Теперь же Стоянов рассчитывал восстановить свой пошатнувшийся авторитет. Он приказал подготовить усиленные наряды полиции и выставить их для засады в ночь на 17 мая. Он так увлекся подготовкой этой операции, что не придал никакого значения докладу начальника уголовного отдела полиции, который сообщил о найденном на улице трупе мужчины с простреленной
головой. Услышав, что с убитого похищены сапоги, Стояков махнул рукой и сказал:— Явное ограбление. Уголовниками занимайтесь сами, а мне сейчас не до них.
— Господин начальник! Осмелюсь доложить: деньги и документы остались при нем. Установлена личность убитого. Это военнопленный Мусиков, проживавший у известной Софьи Раневской. Вчера она исчезла из города. По заявлению брата и матери — уехала в Амвросиевку. Быть может, Раневская причастна к убийству. Прошу разрешения выехать в Амвросиевку для установления ее местонахождения.
— Хорошо, поезжайте, раз дело требует.
В ночь на 17-е Стоянов сам проконтролировал расстановку постов, проверил, надежно ли укрыты засады, распорядился, чтобы арестованных вовремя вывели на прогулку.

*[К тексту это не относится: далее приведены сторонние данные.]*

PR #4952, opened 2026-02-16
Support integer range keys in constant arrays

staabm:
## Summary
When assigning to a constant array with a union of constant string keys (e.g., `'a'|'b'`) or a finite integer range (e.g., `int<1,5>`), PHPStan previously degraded to a general `ArrayType`, losing the constant array shape information. This change produces a union of constant arrays instead, preserving precise type information.

For example, given `@param array{foo: int} $a` and `@param int<1,5> $intRange`:
```php
$a[$intRange] = 256;
// Before: non-empty-array<'foo'|int<1, 5>, int>
// After:  array{foo: int, 1: 256}|array{foo: int, 2: 256}|array{foo: int, 3: 256}|array{foo: int, 4: 256}|array{foo: int, 5: 256}
```

## Changes
- `src/Type/Constant/ConstantArrayType.php`:
  - Modified `setOffsetValueType()` to detect when the offset type can be expanded to a finite set of constant keys with at least one new key, and produce a union of constant arrays
  - Added `resolveFiniteScalarKeyTypes()` private helper method that resolves offset types to individual constant key types from string unions and integer ranges
  - Limited expansion to `CHUNK_FINITE_TYPES_LIMIT` (5) new keys to avoid combinatorial explosion
  - Only expands string constant unions and `IntegerRangeType` (not integer constant unions like `0|1` which typically come from loop fixpoint analysis)
- `tests/PHPStan/Analyser/nsrt/set-constant-union-offset-on-constant-array.php`: New regression test covering string union keys, integer range keys, infinite ranges, and existing keys
- `tests/PHPStan/Analyser/nsrt/constant-array-type-set.php`: Updated test expectation for `int<0, 4>` offset on 3-element array to reflect more precise union result
- `CLAUDE.md`: Added documentation about the new union expansion behavior

## Root cause
`ConstantArrayTypeBuilder::setOffsetValueType()` handles non-constant offset types by expanding them to constant scalars and checking if all match existing keys. When some keys were new (not in the array), it fell through to a degradation path that produced a general `ArrayType`. The fix intercepts this at the `ConstantArrayType::setOffsetValueType()` level, creating a union of arrays for each possible key before the builder can degrade.

The expansion is carefully limited to avoid regressions:
- Only string constant unions and `IntegerRangeType` trigger expansion (not integer constant unions which are common in loop analysis)
- At most `CHUNK_FINITE_TYPES_LIMIT` (5) new keys are expanded
- When all keys already exist in the array, the builder handles it directly without expansion

## Test
Added `tests/PHPStan/Analyser/nsrt/set-constant-union-offset-on-constant-array.php` with four test cases:
1. `doFoo`: String union offset `'a'|'b'` on `array{foo: int}` → union of two constant arrays
2. `doBar`: Integer range `int<1,5>` on `array{foo: int}` → union of five constant arrays
3. `doInfiniteRange`: Infinite range `int<0, max>` → falls back to general array (no expansion)
4. `doExistingKeys`: Range `int<0,1>` on `array{0: 'a', 1: 'b'}` → handled by builder directly

Fixes phpstan/phpstan#14129

Closes https://github.com/phpstan/phpstan/issues/9907


src/Type/Constant/ConstantArrayType.php
```diff
@@ -699,6 +700,42 @@ public function getOffsetValueType(Type $offsetType): Type
...
+					$arrayTypes = [];
+					foreach ($scalarKeyTypes as $scalarKeyType) {
+						$builder = ConstantArrayTypeBuilder::createFromConstantArray($this);
+						$builder->setOffsetValueType($scalarKeyType, $valueType);
+						$arrayTypes[] = $builder->getArray();
+					}
+
+					return TypeCombinator::union(...$arrayTypes);
+				}
+			}
```
staabm: in a perfect world, I think this logic should be part of `ConstantArrayTypeBuilder->setOffsetValueType`

src/Type/Constant/ConstantArrayType.php
```diff
@@ -699,6 +700,57 @@ public function getOffsetValueType(Type $offsetType): Type
 
 	public function setOffsetValueType(?Type $offsetType, Type $valueType, bool $unionValues = true): Type
 	{
+		if ($offsetType !== null) {
+			$scalarKeyTypes = $offsetType->toArrayKey()->getConstantStrings();
+			if (count($scalarKeyTypes) === 0) {
+				$integerRanges = TypeUtils::getIntegerRanges($offsetType);
```
VincentLanglet, line 706: You're calling getIntegerRanges on offsetType but previously you worked with
```
$offsetType->toArrayKey()
```

Shouldn't you work every where with `$offsetType->toArrayKey()` ?

that could have impact for things like `int<0, 2>|'3'` maybe ?

src/Type/Constant/ConstantArrayType.php
```diff
@@ -699,6 +700,57 @@ public function getOffsetValueType(Type $offsetType): Type
...
+
+						foreach ($finiteTypes as $finiteType) {
+							$scalarKeyTypes[] = $finiteType;
+						}
+					}
+				}
+			}
+
+			// turn into tagged union for more precise results
+			if (
```
VincentLanglet, line 722: It's unclear to me why
- We're working only with constantStrings (getConstantStrings)
- We're adding int range only when there is no string

What about `@param 1|2 $key` ?
And what about `@param '1'|2 $key` ?

Also the `$existingKeyType->getValue() === $scalarKeyType->getValue()` check might miss some `1 === '1'`.

src/Type/Constant/ConstantArrayType.php
staabm: `TypeUtils::getIntegerRanges` only returns integer ranges. as soon as something else is contained it returns a empty-array.

there is not type which can be converted into a integer range using `toArrayKey`.

the logic here pretty much resembles whats [already in `ConstantArrayTypeBuilder`](https://github.com/phpstan/phpstan-src/blob/0bfbaf9e1c2fb8d41a4dfca848a3788fa807493f/src/Type/Constant/ConstantArrayTypeBuilder.php#L243-L280).

staabm: in case I use `getConstantScalarTypes` instead of `getConstantStrings` I get failling tests and I don't know yet why.

staabm:
@phpstan-bot refactor the changes in ConstantArrayType into ConstantArrayTypeBuilder

staabm:
@phpstan-bot refactor the changes in ConstantArrayType into ConstantArrayTypeBuilder

staabm:
I will close now, as ondrej will likely rework array semantics as a whole and we can have a look at issue again, after that work landed

PR #4954, opened 2026-02-16
Add sodium_crypto_secretbox_keygen function stub

thePanz:
According to the docs, the function returns a non-empty string: https://www.php.net/manual/en/function.sodium-crypto-secretbox-keygen.php

### DIFF
--- a/stubs/core.stub
+++ b/stubs/core.stub
@@ -53,6 +53,11 @@ function sodium_bin2base64(string $string, int $id): string {}
 function sodium_bin2hex(string $string): string {}
 
 /**
+ * @return non-empty-string
+ */
+function sodium_crypto_secretbox_keygen(): string {}
+
+/**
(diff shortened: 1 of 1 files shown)


staabm (approved):
Looks correct

https://github.com/php/php-src/blob/99bf26be0b81a08f2fef4f96f8983075c81eacae/ext/sodium/libsodium.c#L3133

VincentLanglet (commented):
Can it return `'0'` or is it non-falsy ?

staabm:
most of this 'encoding' functions just use non-empty-string atm. I think thats good enough.

VincentLanglet (approved):

staabm:
Thank you @thePanz

thePanz:
Thank you @staabm @VincentLanglet 
I will try to find time and add another PR for the other `sodium_ ... _keygen()` functions

PR #4955, opened 2026-02-16
Cleanup ConstantArrayTypeBuilder

staabm:


VincentLanglet (approved):
I feel like for offset like `1|true` it will avoid doing the foreach two times.

PR #4957, opened 2026-02-16
Fix BcMath\Number increment/decrement

mpesari:
Partial fix for https://github.com/phpstan/phpstan/issues/13965

This adds support for BcMath\Number increment/decrement operations on PHP >= 8.4.

```
php > $x = new BcMath\Number('3.14');
php > print $x;
3.14
php > $x++;
php > print $x;
4.14
```

### DIFF
--- a/tests/PHPStan/Rules/Operators/InvalidIncDecOperationRuleTest.php
+++ b/tests/PHPStan/Rules/Operators/InvalidIncDecOperationRuleTest.php
@@ -234,4 +234,10 @@ class InvalidIncDecOperationRuleTest extends RuleTestCase
 		$this->analyse([__DIR__ . '/data/inc-non-numeric-string.php'], $errors);
 	}
 
+	#[RequiresPhp('>= 8.4')]
+	public function testBcMathNumber(): void
+	{
+		$this->analyse([__DIR__ . '/data/inc-dec-bcmath-number.php'], []);
+	}
+
 }
--- a/tests/PHPStan/Rules/Operators/data/inc-dec-bcmath-number.php
+++ b/tests/PHPStan/Rules/Operators/data/inc-dec-bcmath-number.php
@@ -1,0 +1,21 @@
+<?php
+
+namespace IncDecBcMathNumber;
+
+use BcMath\Number;
+
+function testPreInc(Number $x): void {
+	++$x;
+}
+
+function testPostInc(Number $x): void {
+	$x++;
+}
+
+function testPreDec(Number $x): void {
+	--$x;
+}
+
+function testPostDec(Number $x): void {
+	$x--;
+}
--- a/src/Rules/Operators/InvalidIncDecOperationRule.php
+++ b/src/Rules/Operators/InvalidIncDecOperationRule.php
@@ -132,6 +132,10 @@ final class InvalidIncDecOperationRule implements Rule
 			$deprecatedBool = true;
 		}
 
+		if ($this->phpVersion->supportsBcMathNumberOperatorOverloading()) {
+			$allowedTypes[] = new ObjectType('BcMath\Number');
+		}
+
 		$allowedTypes = new UnionType($allowedTypes);
 
 		$varType = $this->ruleLevelHelper->findTypeToCheck(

Съездив ненадолго домой, он вернулся в полицию и вместе с Петровым до утра просидел в своем кабинете.
Но вопреки ожиданиям никакого нападения не было. Пока узники под надзором охранников медленно прохаживались по двору, на ближайших улицах так никто и не появлялся. Арестованных вновь загнали в камеры. Стоянов с презрительной усмешкой отошел от окна, сказал Петрову:
— Александр Михайлович! Тебя водят за нос, а ты поверил этой брехне.
— Не торопитесь с выводами. Могло произойти что-нибудь непредвиденное. Рекомендую подвергнуть Афонова активному допросу.
— Согласен. Вызови ко мне следователя Ковалева.
Стоянов еще не знал, что уже 15 мая восемь вооруженных подпольщиков ровно в пять утра приходили к полиции. Они предусмотрели все, даже автомобиль с работающим мотором стоял за углом. Больше часа прождали они в нервном томлении. Но... В этот день по неизвестной причине арестованных так и не вывели на прогулку. Тогда Константин Афонов перенес побег Василия на 17-е.
Эту дату предложил Вайс, потому что 17-е было воскресным днем и он полагал, что большинство полицейских будет отсутствовать. Договорились о встрече в субботу вечером. Но к этому времени один из подпольщиков, дядя которого служил в полиции, успел сообщить о готовящейся засаде. Вот почему Стоянов так и не дождался вооруженного нападения.
А Константин Афонов и Вайс недоумевали. Они не понимали, откуда полиции стали известны их намерения. Не могли же они предположить, что еще 15 мая, пожалев простого румынского солдата, которому за дезертирство грозил расстрел, Василий решил его спасти и сам рассказал ему о задуманном побеге. Уже несколько дней приглядывался он к этому неотесанному деревенскому парню, а когда услышал от Нины Ждановой новую дату побега, сообщил Понтовичу даже адрес Аллы Варфоломеевой — связной городского подпольного штаба, у которой посоветовал укрыться на первое время.
Пойманный полицаями Петр Понтович был целиком во власти русской вспомогательной полиции и ГФП-721. Он знал, что его ожидает расстрел, и надумал спасать свою шкуру самостоятельно, рассчитывая купить себе жизнь ценой предательства. Дело его вел следователь Ковалев, который теперь служил в тайной полиции капитана Брандта.
Александр Ковалев предал Родину еще до оккупации Таганрога. Революция разметала семью Ковалевых по всему свету. Мать и сестра успели удрать за границу, долгое время жили во Франции, а перед самой войной сестра вышла замуж и переехала в Канаду. Мать же по-прежнему оставалась в Париже.